Who’s required to leave the room when a Doctor Who discussion starts — the one non-Whovian in the group or everyone else? —Michael (@mkramer105)
I’m sorry, is this a trick question? Some sort of variation on the old Abbott and Costello ”Who’s on First” routine, perhaps? Or could it be a trap laid out with the sole purpose of besmirching the reputation of the entire Ask Dalton column? Because I’ve spent way too much time analyzing your tweet backward and forward, Michael, and I’m pretty sure that no matter which way this scenario that you presented above plays out, the end result is essentially the same: one dude who has never watched Doctor Who hanging out by himself. I mean, I guess if all the Doctor Who fans leave, then the one non-Whovian technically wins the room, but it’s a Pyrrhic victory. Everyone else is just in…another room. And isn’t that new room kinda the place to be now? I’m not exactly sure what sort of chicanery you’re pulling here, Michael. Knock it off before I send an army of Weeping Angels after you.
Is it OK to pre-watch a show you’re planning to watch with friends later in the week if you just can’t wait? —Anthony (@anlopez)

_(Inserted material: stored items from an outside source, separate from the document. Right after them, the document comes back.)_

PR #438, opened 2021-06-03
Upgrade linters to the latest version

cjolowicz:
Bump the dependencies of Nox's lint session:

- Bump black from 19.3b0 to 21.5b2
- Bump flake8 from 3.7.8 to 3.9.2
- Bump isort from 4.3.21 to 5.8.0
- Bump mypy from 0.720 to 0.812

Fix new warnings and type errors.

Apply changes in code style and import ordering.

Use the new profile feature of isort 5 to achieve compatibility with black.

Supercedes #435
Supercedes #436
Supercedes #437

PR #431, opened 2021-05-26
Allow colorlog <7.0.0

theacodes:
5 is the latest release, and 6.x just drops support for Python 2, so we should be good.

Fixes #430

PR #425, opened 2021-05-23
Fix regression in check for stale environments

cjolowicz:
Fixes #424

PR #403, opened 2021-03-11
Remove Travis references from docs

paw-lu:
#389 replaces Travis with GitHub actions. This PR removes Travis references from the docs.

---

Thanks!

PR #440, opened 2021-06-06
Release 2021.6.6

cjolowicz:
What are everybody's thoughts on cutting a release?

## 2021.6.6

- Add option `--no-install` to skip install commands in reused environments. (#432)
- Add option `--force-python` as shorthand for `--python` and `--extra-python`. (#427)
- Do not reuse environments if the interpreter or the environment type has changed. (#418, #425, #428)
- Allow common variations in session names with parameters, such as double quotes instead of single quotes. Session names are considered equal if they produce the same Python AST. (#417, #434)
- Preserve the order of parameters in session names. (#401)
- Allow `@nox.parametrize` to select the session Python. (#413)
- Allow passing `posargs` when scheduling another session via `session.notify`. (#397)
- Add `nox.needs_version` to specify Nox version requirements. (#388)
- Add `session.name` to get the session name. (#386)
- Gracefully shutdown child processes. (#393)
- Decode command output using the system locale if UTF-8 decoding fails. (#380)
- Fix creation of Conda environments when `venv_params` is used. (#420)
- Various improvements to Nox's type annotations. (#376, #377, #378)
- Remove outdated notes on Windows compatibility from the documentation. (#382)
- Increase Nox's test coverage on Windows. (#300)
- Avoid mypy searching for configuration files in other directories. (#402)
- Replace AppVeyor and Travis CI by GitHub Actions. (#389, #390, #403)
- Allow colorlog <7.0.0. (#431)
- Drop contexter from test requirements. (#426)
- Upgrade linters to the latest version. (#438)

### DIFF
--- a/CHANGELOG.md
+++ b/CHANGELOG.md
@@ -1,7 +1,32 @@
 # Changelog
 
+## 2021.6.6
+
+- Add option `--no-install` to skip install commands in reused environments. (#432)
+- Add option `--force-python` as shorthand for `--python` and `--extra-python`. (#427)
+- Do not reuse environments if the interpreter or the environment type has changed. (#418, #425, #428)
+- Allow common variations in session names with parameters, such as double quotes instead of single quotes. Session names are considered equal if they produce the same Python AST. (#417, #434)
+- Preserve the order of parameters in session names. (#401)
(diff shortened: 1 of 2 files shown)


theacodes (approved):

cjolowicz:
Thanks!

You’ve backed yourself into a corner with this one, Anthony. Yes, you are permitted to pre-watch a show you were supposed to enjoy later with friends. HOWEVER!!! You are now subject to a stringent set of rules designed to make sure your solitary viewing in no way negatively impacts the communal experience of the group. You are hereby forbidden from reacting to a single thing you see until after everyone else in the party has had a chance to register their thoughts. Any such utterances of ”This next scene is so awesome!” or ”OMG, you are totes not going to believe what happens next!” — incidentally, I have no idea why I just transformed your syntax into that of a teenage girl — before those televised events occur shall result in the immediate revocation of all future invitations to group viewing parties. So unless you want to get banned from that Walking Dead season-premiere bash and have to return the Daryl Dixon costume and crossbow you saved up all summer to buy, keep the commentary in check.